# [INFORMATION PROVIDED]
Issue #31, opened 2023-11-27
Add flush cache option


ChiuchiuSorin:
Create button or hyperlink that gives the user the possibility to flush the XWiki cache.

PR #32, opened 2023-11-27
Add flush cache option #31

ChiuchiuSorin:
Health check dashboard section modification:
image
Cache flush confirmation modal: 
image
Cache flush result:
image


application-admintools-ui/src/main/resources/AdminTools/Code/Translations.xml
```diff
@@ -186,7 +189,10 @@ adminTools.dashboard.showLogs=View last n lines of log...
 adminTools.dashboard.spamPage.modal.title=Pages with more than {0} comments
 adminTools.dashboard.spamPage.modal.notFound=There are no pages with more than {0} comments.
 adminTools.dashboard.spamPage.modal.header.page=Page
-adminTools.dashboard.spamPage.modal.header.noComments=Number of comments</content>
+adminTools.dashboard.spamPage.modal.header.noComments=Number of comments
+adminTools.dashboard.healthcheck.modal.title=Flush Wiki cache action
```
oanalavinia, line 193: Shouldn't it be `Flush instance cache`? If this is specific to a wiki, how can I flush the cache for the other wikis?

application-admintools-ui/src/main/resources/AdminTools/Code/AdminToolsJS.xml
```diff
@@ -271,6 +271,23 @@
...
+
+  $(document).on('click', '#confirmCacheFlushModal .btn-primary', function(event) {
+    event.preventDefault();
+    const flushButton = $('#confirmCacheFlushModal .btn-primary');
+    const target = flushButton.attr('data-action')
+    $.ajax({
+      url: target,
+      type: 'POST',
+      success: function(response) {
+        $(".operationMessage").html('&lt;div class="successmessage"&gt;'+ response + '&lt;/div&gt;');
```
oanalavinia, line 283: It would be better construct the success message from here, instead of sending it from the rest endpoint
[Here](https://github.com/xwikisas/application-collabora/blob/main/application-collabora-ui/src/main/resources/Collabora/Code/Main.xml#L237) you have an example for how the `collabora.editor.error` translation was used in JS

application-admintools-ui/src/main/resources/AdminTools/Code/HealthCheckMacros.xml
```diff
@@ -155,6 +156,17 @@
         #displayHealthCheckResults($healthJobStatus true)
       #end
     &lt;/div&gt;
+    &lt;hr/&gt;
+    &lt;div class="operationMessage"&gt;&lt;/div&gt;
+    &lt;div class="instanceOperations"&gt;
```
oanalavinia, line 161: kebab-case should be used here, to have consistency for class naming

application-admintools-ui/src/main/resources/AdminTools/Code/AdminToolsJS.xml
oanalavinia, line 283: I would also use `$('.health-check-section .operation-result')` (with `operation-result` instead of `operation-message`), to be sure you are getting the right element

oanalavinia (changes requested):
It looks good
Only that I am not so sure about something. I am duplicating here a question: If this is operation done only for specific wikis (this is what I see from the code), or for the whole instance? If it's specific to a wiki, how can I flush the cache for the other wikis? Maybe we need more options in the modal (to select the wiki / all instance), or simply to do by default the operation for all instance

application-admintools-ui/src/main/resources/AdminTools/Code/Translations.xml
```diff
@@ -186,7 +189,10 @@ adminTools.dashboard.showLogs=View last n lines of log...
 adminTools.dashboard.spamPage.modal.title=Pages with more than {0} comments
 adminTools.dashboard.spamPage.modal.notFound=There are no pages with more than {0} comments.
 adminTools.dashboard.spamPage.modal.header.page=Page
-adminTools.dashboard.spamPage.modal.header.noComments=Number of comments</content>
+adminTools.dashboard.spamPage.modal.header.noComments=Number of comments
+adminTools.dashboard.healthcheck.modal.title=Flush instance cache
+adminTools.dashboard.healthcheck.modal.content=Are you sure you want to flush XWiki cache?
```
oanalavinia, line 194: `Are you sure you want to flush the instance cache?`

application-admintools-ui/src/main/resources/AdminTools/Code/Translations.xml
```diff
@@ -186,7 +189,10 @@ adminTools.dashboard.showLogs=View last n lines of log...
...
+adminTools.dashboard.healthcheck.modal.button=Flush</content>
```
oanalavinia, line 195: Maybe just `Confirm` would work? I feel like `flush` sounds a little strange. WDYT?

application-admintools-ui/src/main/resources/AdminTools/Code/Translations.xml
```diff
@@ -76,6 +76,8 @@ adminTools.dashboard.healthcheck.database.info=Database status OK.
 adminTools.dashboard.healthcheck.database.warn=Database not found!
 adminTools.dashboard.healthcheck.database.notSupported=The currently used database is {0}, which is not supported by XWiki. Check the help links to find the database compatibility requirements.
 adminTools.dashboard.healthcheck.description=Check if your instance is configured correctly and is properly running. For any issues, check out this {0}.
+adminTools.dashboard.healthcheck.flushCache=Flush Wiki cache
```
oanalavinia, line 79: `Flush instance cache`
And you can reuse it for the modal title, since it's the same text

application-admintools-ui/src/main/resources/AdminTools/Code/Translations.xml
```diff
@@ -76,6 +76,8 @@ adminTools.dashboard.healthcheck.database.info=Database status OK.
...
+adminTools.dashboard.healthcheck.flushCache.success=Cache flush successfully.
```
oanalavinia, line 80: Maybe `flushed`? I'm not sure

oanalavinia (changes requested):

ChiuchiuSorin:
The result message as it looks now
image

application-admintools-ui/src/main/resources/AdminTools/Code/AdminToolsJS.xml
```diff
@@ -271,6 +279,22 @@
...
     }
   }
+
+  $(document).on('click', '#confirmCacheFlushModal .btn-primary', function(event) {
+    event.preventDefault();
+    const flushButton = $('#confirmCacheFlushModal .btn-primary');
+    const target = flushButton.attr('data-action');
+    $.post(target)
+    .done(function() {
+      $(".operation-result").addClass("successmessage");
```
oanalavinia, line 289: The used class is actually `instance-operation-result`
Also, single quotes should be used for simple strings (here and below)

application-admintools-ui/src/main/resources/AdminTools/Code/AdminToolsJS.xml
```diff
@@ -271,6 +279,22 @@
       }
     }
   }
+
+  $(document).on('click', '#confirmCacheFlushModal .btn-primary', function(event) {
+    event.preventDefault();
+    const flushButton = $('#confirmCacheFlushModal .btn-primary');
+    const target = flushButton.attr('data-action');
+    $.post(target)
+    .done(function() {
```
oanalavinia, line 288: Indentation is a little strange, but it might be a personal preference. So, just a suggestion:
```
$.post(target).done(function() {
  ...
}).fail(function(error) {
  ..
});
```

application-admintools-ui/src/main/resources/AdminTools/Code/AdminToolsJS.xml
```diff
@@ -271,6 +279,22 @@
...
+      $(".operation-result").addClass("successmessage");
+      $(".operation-result").html(l10n.get('success'));
```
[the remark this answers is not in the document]
ChiuchiuSorin: I'd say that html is the better use, as we are replacing the content of the span. From what I've seen, `.val()` is used more for inputs values, while `.html()` is used for content replacing.

application-admintools-ui/src/main/resources/AdminTools/Code/AdminToolsJS.xml
```diff
@@ -271,6 +280,18 @@
...
   }
+
+  $(document).on('click', '#confirmCacheFlushModal .btn-primary', function(event) {
+    event.preventDefault();
+    const flushButton = $('#confirmCacheFlushModal .btn-primary');
+    const target = flushButton.attr('data-action');
+    $.post(target).done(function() {
+      notification = new XWiki.widgets.Notification(l10n.get('success'), 'done');
+    }).fail(function() {
+      notification = new XWiki.widgets.Notification(l10n.get('error'), 'error');
```
oanalavinia, line 291: You could also add 
```
..fail(function(error) {
   console.log('Failed to flush instance cache. Cause: ' + error.statusText);
   new XWiki.widgets...
```

application-admintools-ui/src/main/resources/AdminTools/Code/AdminToolsJS.xml
```diff
@@ -271,6 +280,18 @@
       }
     }
   }
+
+  $(document).on('click', '#confirmCacheFlushModal .btn-primary', function(event) {
+    event.preventDefault();
+    const flushButton = $('#confirmCacheFlushModal .btn-primary');
+    const target = flushButton.attr('data-action');
+    $.post(target).done(function() {
+      notification = new XWiki.widgets.Notification(l10n.get('success'), 'done');
```
oanalavinia, line 289: You can simply use `new XWiki.widgets.Notification...`. You assign to a variable when you need to do something on the notification after (e.g. replace an already displayed notification with another one)
If you want to use it, you can display a notification for `in progress` before `post` and then replace it with the `success` one (e.g. https://github.com/xwiki/xwiki-platform/blob/master/xwiki-platform-core/xwiki-platform-web/xwiki-platform-web-war/src/main/webapp/resources/uicomponents/suggest/suggestAttachments.js#L451 )

oanalavinia (commented):
Just 2 small things left:)

application-admintools-ui/src/main/resources/AdminTools/Code/AdminToolsJS.xml
ChiuchiuSorin: I don't think it's useful to have an `in progress`, as the operation takes very little time.

oanalavinia (approved):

# [YOUR TASK]
If a line in the entries includes the word "response", copy that line out.

# [OUTPUT FOR THIS TASK]
+      success: function(response) {
+        $(".operationMessage").html('&lt;div class="successmessage"&gt;'+ response + '&lt;/div&gt;');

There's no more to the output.